In this embodiment, a migration learning method is used, a word vector obtained by pre-training based on a large amount of financial corpus is used to optimize an existing named entity recognition technology (including but not limited to LSTM + CRF, etc.), which is used to extract a company name, and a part-of-speech analysis algorithm is used to extract an association relationship, so as to obtain a triple (S, P, O) (S is a subject representing a main entity, O is an object representing a guest entity, and P is a prefix representing a relationship between two entities) of the association relationship (S, P, O), thereby achieving the purpose of rapidly extracting and analyzing an association relationship of an enterprise.
In this embodiment, in particular, the use of LSTM + CRF for named entity recognition is currently the most common scheme.
In named entity recognition, if sequence tagging is performed with LSTM (LONG-SHORT TERM MEMORY network) alone, it is well understood, which is equivalent to classifying each token in a text sequence to obtain its tag label.
However, the light labeling with LSTM has a problem that the arrangement layout of the general predicted result does not conform to the habit of normal people, and generally the arrangement layout generated by LSTM is relatively rare in normal language expression, i.e. the probability is relatively low. Therefore, the presence of a layer of CRF (conditional random field) is intended to allow the model to learn some constraints similar to those used by normal persons.
In this embodiment, named entity recognition is a typical task of natural language processing, and aims to mark which word (or words) is/are an entity name and its entity type (such as a person name, a place name, an organization name, etc.).
Fig. 5 is a flowchart of a method for extracting an enterprise association relationship based on migration learning and named entity identification according to an embodiment of the present invention, as shown in fig. 5, the method includes the following steps:
step S501, input enterprise text data is preprocessed, and a main entity company can be generally obtained. Table 1 is a table of prepaid data in enterprise text after data preprocessing according to an embodiment of the present invention.

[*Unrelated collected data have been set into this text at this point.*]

PR #3936, opened 2025-05-15
Add warpAffine and resizeDown APIs in FastCV Extension

quic-apreetam:
- Added warpAffine function to apply affine transformations.
2x3 affine transformations for both CV_8UC1 and CV_8UC3 input
2x2 matrix-based patch extraction for grayscale images, with ROI.

- Deprecated resizeDownBy2 and resizeDownBy4 functions.
- Introduced resizeDown function to down-scale images using specified scaling factors or dimensions, supporting both single-channel (CV_8UC1) and two-channel (CV_8UC2) images.

### DIFF
--- a/modules/fastcv/include/opencv2/fastcv/warp.hpp
+++ b/modules/fastcv/include/opencv2/fastcv/warp.hpp
@@ -45,55 +45,44 @@ CV_EXPORTS_W void warpPerspective2Plane(InputArray _src1, InputArray _src2, Outp
     InputArray _M0, Size dsize);
 
 /**
- * @brief Applies an affine transformation to a grayscale image using a 2x3 matrix.
- * @param _src              Input grayscale image of type 'CV_8UC1'.
- * @param _dst              Output image after transformation.
- * @param _M                2x3 affine transformation matrix.
- * @param dsize             Size of the output image.
- * @param interpolation     Interpolation method, Supported methods include:
- *                          'INTER_NEAREST': Nearest neighbor interpolation.
- *                          'INTER_LINEAR': Bilinear interpolation.
- *                          'INTER_AREA': Area interpolation.
- * @param borderValue       Constant pixel value for border pixels.
+ * @brief Performs an affine transformation on an input image using a provided transformation matrix.
+ * 
+ * This function performs two types of operations based on the transformation matrix:
+ * 
+ * 1. Standard Affine Transformation (2x3 matrix):
+ *    - Transforms the entire input image using the affine matrix
+ *    - Supports both CV_8UC1 and CV_8UC3 types
+ * 
+ * 2. Patch Extraction with Transformation (2x2 matrix):
+ *    - Extracts and transforms a patch from the input image
+ *    - Only supports CV_8UC1 type
+ *    - If input is a ROI: patch is extracted from ROI center in the original image
+ *    - If input is full image: patch is extracted from image center
+ * 
+ * @param _src              Input image. Supported formats:
+ *                          - CV_8UC1: 8-bit single-channel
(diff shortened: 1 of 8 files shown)


quic-apreetam:
hi @asmorkalov, i think we don't need dummy PR for this

modules/fastcv/include/opencv2/fastcv/warp.hpp
```diff
@@ -44,6 +44,57 @@ CV_EXPORTS_W void warpPerspective(InputArray _src, OutputArray _dst, InputArray
...
+ * @brief Warps a patch centered at a specified position in the input image using an affine transformation.
+ * @param src          Input grayscale image of type 'CV_8UC1'.
+ * @param position     Position in the image where the patch is centered.
+ * @param affine       2x2 affine transformation matrix of type 'CV_32FC1'.
+ * @param patch        Output image patch after transformation.
+ * @param patchSize    Size of the output patch.
+ *
+ * @return Returns 0 if the transformation is valid.
+ */
+CV_EXPORTS_W void warpAffineROI(InputArray _src, const cv::Point2f& position, InputArray _affine, OutputArray _patch, Size patchSize);
```
asmorkalov, line 96: Technically, the API is redundant. OpenCV cv::Mat has locateRoi method that may extract details of the original matrix, if roi is provided as a parameter. You can just handle the case in existing warpAffine.

modules/fastcv/src/warp.cpp
```diff
@@ -175,5 +175,109 @@ void warpPerspective(InputArray _src, OutputArray _dst, InputArray _M0, Size dsi
...
+                (uint8_t*)dst.data, dst.cols, dst.rows, dst.step, NULL, fcvInterpolation, FASTCV_BORDER_CONSTANT, borderValue);
+
+    if (status != FASTCV_SUCCESS)
+    {
+        std::string s = fcvStatusStrings.count(status) ? fcvStatusStrings.at(status) : "unknown";
+        CV_Error( cv::Error::StsInternal, "FastCV error: " + s);
+    }
+}
+
+void warpAffine3Channel(InputArray _src, OutputArray _dst, InputArray _M, Size dsize, OutputArray _dstBorder)
```
asmorkalov, line 226: Technically, you do not need extra API call. You can handle amount of channels in warpAffine in run time and select proper FastCV call.

modules/fastcv/src/scale.cpp
```diff
@@ -8,55 +8,68 @@
...
+        dsize = Size(saturate_cast<int>(ssize.width*inv_scale_x),
+                     saturate_cast<int>(ssize.height*inv_scale_y));
+        CV_Assert( !dsize.empty() );
+    }
+    else
+    {
+        inv_scale_x = static_cast<double>(dsize.width) / ssize.width;
+        inv_scale_y = static_cast<double>(dsize.height) / ssize.height;
+        CV_Assert(inv_scale_x > 0);
+        CV_Assert(inv_scale_y > 0);
```
asmorkalov, line 32: The limitation is not documented in the function header.

modules/fastcv/include/opencv2/fastcv/warp.hpp
quic-apreetam: in warpAffineROI, we use fcvTransformAffineu8_v2 which uses 2x2 Affine transformation and also uses fixed point precision, that's why it was added separately

modules/fastcv/src/scale.cpp
quic-apreetam: updated, thanks

quic-apreetam:
@asmorkalov unified warpAffine, warpAffine3Channel, and warpAffineROI into a single warpAffine function

asmorkalov (approved):

PR #3937, opened 2025-05-17
tracking: moved CSRT to main repository, removed legacy implemetation

mshabunin:
merge with opencv/opencv#27328

* removed `cv::tracking::trackerCSRT` and `cv::legacy::tracking::trackerCSRT` in favor of the one from _video_ module
* removed from samples and tests
* removed from docs (moved to main)

**Note:** I tried to preserve cv::legacy::tracking interface by redirecting calls to the new interface, but it was tied with private implementation and didn't go as planned. Perhaps it is still possible to do it with slightly more effort, but I decided to remove it. We are allowed to break source compatibility of _opencv_contrib_ modules.


mshabunin:
Need to be reworked

PR #3939, opened 2025-05-20
Properly fix inf/inf issue in MCC

vrabaud:
Properly fix https://github.com/opencv/opencv_contrib/issues/3316

Without this fix, we could end up with 4 corners, which might seem valid, while some of those are (0,0).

Figure BDA0002954670580000051
Figure BDA0002954670580000061
Figure BDA0002954670580000071
TABLE 1
Step S502, based on the mass financial text corpora, a word vector of a financial word stock (mainly a company name word stock) is obtained by using a transfer learning algorithm (including but not limited to a text feature extraction algorithm, a pre-training model algorithm and the like).
In this embodiment, in particular, current research on text feature extraction algorithms mainly focuses on selection of a text representation model and selection of a feature word selection algorithm. The basic units used to represent text are often referred to as features or feature items of the text. The characteristic items have certain characteristics, 1) the characteristic items can really identify the text content; 2) the feature item has the ability to distinguish the target text from other text; 3) the number of the characteristic items cannot be too many; 4) the characteristic item separation is easy to realize. In addition, generally, there are 4 ways to select features: (I) the original features are transformed into fewer new features by a mapping or transformation method; (2) selecting some most representative features from the original features; (3) selecting the most influential features according to the knowledge of experts; (4) the method is accurate, interference of human factors is less, and the method is particularly suitable for application of an automatic text classification mining system.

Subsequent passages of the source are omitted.